According to a presentation to analysts following the release of financial earnings, the US-listed company led by Aristidis Alafouzos said it has completed four such conversions in the second quarter and another one in the current one.

“We successfully cleaned up three VLCCs from crude to more profitable clean products trade on a spot basis,” the company presentation said about its second-quarter performance.

Okeanis cleaned up another VLCC from crude to clean products trade in the current quarter, “again generating premium time charter equivalent”.

One more conversion is in the works, Alafouzos told analysts in a conference call later on Friday.

Arranged for backhaul trips, Okeanis found that the clean-up voyages were outperforming potential crude-round voyages, ensuring longer charter durations in the weak summer months and extending the voyage closer to the fourth quarter with Western positioning, which is more profitable.

“The summer is always the most challenging period of the year in terms of freight and we looked for ways to protect ourselves from this,” Alafouzos said.

“We saw in the market that traders like Mercuria and Trafigura were fixing dirty trading suezmaxes on time charter and proceeding to clean them up and trading them in the clean market.”

As such opportunities emerged in the East, however, conversion was not an option for Okeanis’ six suezmaxes, which were trading at the time in the West.

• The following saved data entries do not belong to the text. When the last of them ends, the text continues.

PR #375, opened 2026-05-07
Feature/alternating ansatz

baptistechev:
## Summary

Adds Qamomile support for the Alternating Operator Ansatz (AOA).

This includes:

- XY rotation mixers with different architectures (ring, fully-connected…)
- Efficient preparation of arbitrary Dicke states as initial states

## Motivation

AOA extends QAOA by enabling constrained optimization via XY mixers and structured initial states (Dicke states).

## Files

- `qamomile/circuit/algorithm/aoa.py` — backend-agnostic qkernel for AOA using XY mixers
- `qamomile/circuit/algorithms/dicke.py` — backend-agnostic qkernel for Dicke state preparation (kept separate since Dicke states are useful beyond AOA)
- `qamomile/optimization/aoa.py` — wires the above kernels to the cost Hamiltonian; entry point for most users
- `qamomile/optimization/schedules/dicke.py` — computes indices and angles consumed by `dicke.py`; pure helper, no quantum circuit logic

Tests files (support for cross-backend and randomized paramters)
- `tests/circuit/algorithm/test_aoa.py` — tests for AOA qkernel 
- `tests/circuit/algorithm/test_dicke/py` — tests for Dicke qkernel (partial)
- `tests/optimization/test_aoa.py` — tests for AOA converter (partial)
- `tests/optimization/schedules/test_dickes` —tests for dickes preparation helper (partial, maybe no need for thorough testing)

Docs
- `docs/en/algorithm/aoa_coloring_problem.ipynb` — tutorial notebook in EN
- `docs/en/algorithm/aoa_coloring_problem.py` — notebook pytext in EN
 - `docs/ja/algorithm/aoa_coloring_problem.ipynb` — tutorial notebook in JA
- `docs/ja/algorithm/aoa_coloring_problem.py`—notebook pytext in JA

## Questions for reviewers

1. Semantically would it make more sens for QAOAConverter to be a subclass of AOAConverter?  but I’m not sure what is the best for choice API-wise
2. This is about user interface API. Custom mixer is hard to use for people unfamiliar with the paper. Do we keep it or just ring or/and fully-connected? (Fully-connected is faster to mix but uses more gates/depth)
3. The qkernel for dicke states preparation uses a condition `if` condition flagged by copilot review (non-optimal complexity in extreme cases). Removing the condition forces to put at least one additional argument in the qkernel signature and will degrade the API readibility. Should I implement modify or keep as it is? 

## Implementation notes

**About AOAConverter**

- `AOAConverter` is implemented as a subclasses `QAOAConverter`
- `get_cost_hamiltonian()` is reused from the parent class
- `transpile()` is overridden to support XY mixers

**About XY mixers**

- Implemented two XY mixers `"ring"` and `"fully-connected"` . Same approach as discussed previously( Can be re-explained if needed).
- User can choose which mixer to use using transpile argument `mixer="fully-connected"`
- Custom mixer can be used by giving predefined indices `pair_indices_mixer: np.ndarray`
- As in the technical test, the implementation uses the *partition approximation* rather than full trotterization.

**About Dicke Preparation**

- I made a separate module `circuit/algorithm/dicke.py` since Dicke state usage is not limited to AOA. Same thing for the helper functions in `optimization/schedule/dicke.py`
- The `AOAConverter` can prepare AOA ansatzs using `initial_state="dicke"` . If so, we prepare a product of Dicke states with one Dicke state per block.
- `block_size : int`  is used to defined the size of the block (group of qubits) on which we prepare a Dicke state and on which the XY mixer acts. If not provided, this is set on `self.spin_model.num_bits` (no block)

**Notebook tutorial : AOA for graph coloring**
The notebook present a solution to the graph coloring problem using AOA and show the benefit of using AOA over QAOA. 
The tutorial is based on the QAOA graph partitioning tutorial and follow the same steps, adding high level explanation to guide the user through the choice of AOA parameters.
The mathematical details are skipped and we invite the reader to refer to the original arXiv paper if needed.

## Status

- [x]  Implement XY mixers
- [x]  Implement Dicke state preparation
- [x]  Tests
- [x]  Documentation / tutorial

## How to test

Example:

```python
from qamomile.optimization.aoa import AOAConverter

converter = AOAConverter(instance)
converter.transpile(
    transpiler,
    p=5,
    initial_state="dicke",
    hamming_weight=1,
    mixer="fully-connected",
    block_size=num_colors,
)
```

Run tests:

```bash
uv run pytest tests/circuit/algorithm/test_aoa.py
uv run pytest tests/optimization/test_aoa.py
uv run pytest tests/circuit/algorithm/test_dicke.py
uv run pytest tests/optimization/schedules/test_dicke.py
```

## Notes

- Opening as draft for early feedback on API and design
- Happy to adjust implementation if needed


qamomile/optimization/aoa.py
```diff
@@ -0,0 +1,785 @@
...
+        """
+        mixer = MixerName(mixer)
+
+        if pair_indices is not None:
+            if mixer != MixerName.RING:
+                warnings.warn(
+                    f"pair_indices was provided; the mixer={mixer!r} argument is ignored.",
+                    stacklevel=3,
+                )
+            return self._normalize_pair_indices(pair_indices)
```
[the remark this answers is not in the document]
baptistechev: @copilot apply changes based on [this feedback](https://github.com/Jij-Inc/Qamomile/pull/375#discussion_r3199146529)

qamomile/optimization/aoa.py
```diff
@@ -0,0 +1,818 @@
...
+
+        effective_block_size = (
+            self.spin_model.num_bits if block_size is None else block_size
+        )
+
+        resolved_pair_indices_mixer = self._resolve_pair_indices(
+            mixer=mixer,
+            pair_indices=pair_indices_mixer,
+            block_size=effective_block_size,
+        )
```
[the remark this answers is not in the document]
baptistechev: @copilot apply changes based on [this feedback](https://github.com/Jij-Inc/Qamomile/pull/375#discussion_r3200249792)

qamomile/optimization/schedules/dicke.py
```diff
@@ -0,0 +1,161 @@
...
+    pair_indices = []
+    triplets_indices = []
+    pair_angles = []
+    triplets_angles = []
+
+    for n in range(n_dicke, 1, -1):
+        # At column n, at most n-1 excitations can flow to the qubits below.
+        k_sub = min(k_dicke, n - 1)
+        p, tr, pa, ta = _scs_schedule(n, k_sub)
+        pair_indices += p.tolist()
```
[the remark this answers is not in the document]
baptistechev: @copilot apply changes based on [this feedback](https://github.com/Jij-Inc/Qamomile/pull/375#discussion_r3200249860)

qamomile/circuit/algorithm/state_preparation/dicke.py
```diff
@@ -0,0 +1,158 @@
...
+        stage_c2 = pair_indices[stage_idx, 1]
+        for triplet_row in qmc.range(triplets_indices.shape[0]):
+            if triplets_indices[triplet_row, 2] == stage_c2:
+                q = scs_gate_3q(
+                    q,
+                    triplets_indices[triplet_row, 0],  # t (target)
+                    triplets_indices[triplet_row, 1],  # c1 (first control)
+                    triplets_indices[triplet_row, 2],  # c2 (second control)
+                    triplets_angles[triplet_row],
+                )
```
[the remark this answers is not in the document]
baptistechev: Not sure if I want to fix that

qamomile/optimization/aoa.py
```diff
@@ -0,0 +1,830 @@
+"""Converter for the Alternating Operator Ansatz (AOA).
+
+AOA reuses the same Ising cost Hamiltonian as QAOA but replaces the standard
+X mixer with a constraint-aware XY mixer. The XY mixer schedule is encoded as a
+matrix of qubit pairs, which can either be supplied explicitly or generated
+from a named built-in schedule.
+"""
```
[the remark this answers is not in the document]
baptistechev: @copilot apply changes based on [this feedback](https://github.com/Jij-Inc/Qamomile/pull/375#discussion_r3232747417)

qamomile/circuit/algorithm/aoa.py
```diff
@@ -0,0 +1,405 @@
+"""AOA (Alternating Operator Ansatz) circuit building blocks.
+
+This module provides the quantum circuit components for the Alternating Operator Ansatz (AOA),
+including Givens circuit for efficient initial Dicke state preparation and xy mixer.
+
+All functions are decorated with ``@qmc.qkernel`` and use Handle-typed
+parameters so they can be composed inside other ``@qkernel`` functions.
+"""
```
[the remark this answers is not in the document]
baptistechev: @copilot apply changes based on [this feedback](https://github.com/Jij-Inc/Qamomile/pull/375#discussion_r3232747455)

An additional reason not to use its suezmaxes for clean trades was that Okeanis found the spread between clean and dirty suezmax market was not large enough to make sense for the company at the time.

Spreads for VLCCs, on the other hand, were satisfactory, which encouraged it to “take some commercial risks”, Alafouzos said.

The company decided therefore not to market some of its VLCCs for crude business but instead cleaned them up on spec with the help of specialists and began looking for diesel cargoes.

On each converted ship OET removed an average of about 150 tonnes of sludge.

“This was a huge feat… the entire cleaning process took about 20 days,” Alafouzos said.

The clean voyages were all for discharge in the West, “which is exactly what we wanted to do to reposition the ships for the fourth quarter”, he added.

All four trips already arranged were for diesel, except one that also carried some naphtha.

Asked about how much the clean trips fetched in terms of round-voyage equivalent TCEs, Alafouzos said the first one was in the mid-$50,000 per day region “and the following two in the mid-high thirties and low forties”.

The company did not rule out extending that practice in the future, maintaining “the optionality to continue trading in the clean market”.

“We have the added bonus of a future clean trading optionality, but this is not our base-case scenario,” Alafouzos said.

“It really depends on the strength in the clean market.

“At the moment, clean cargoes are not that easy because of the relative weakness of the market.”

One of the four converted ships has already re-entered the dirty trade.

In any case, the four trips “demonstrated the company’s ability to adapt and capitalise on opportunities for the benefit of its shareholders”, Alafouzos said.

He told analysts he was not aware of other shipping companies engaging in such a practice to the same extent.

TradeWinds is told that other companies have converted VLCCs to trade clean as well. Heidmar, for instance, has converted two vessels in a similar way.

Asked by analysts to comment about eventual fuel contamination, Alafouzos said the company structured its contracts in a way that makes charterers responsible for any such potential mishap.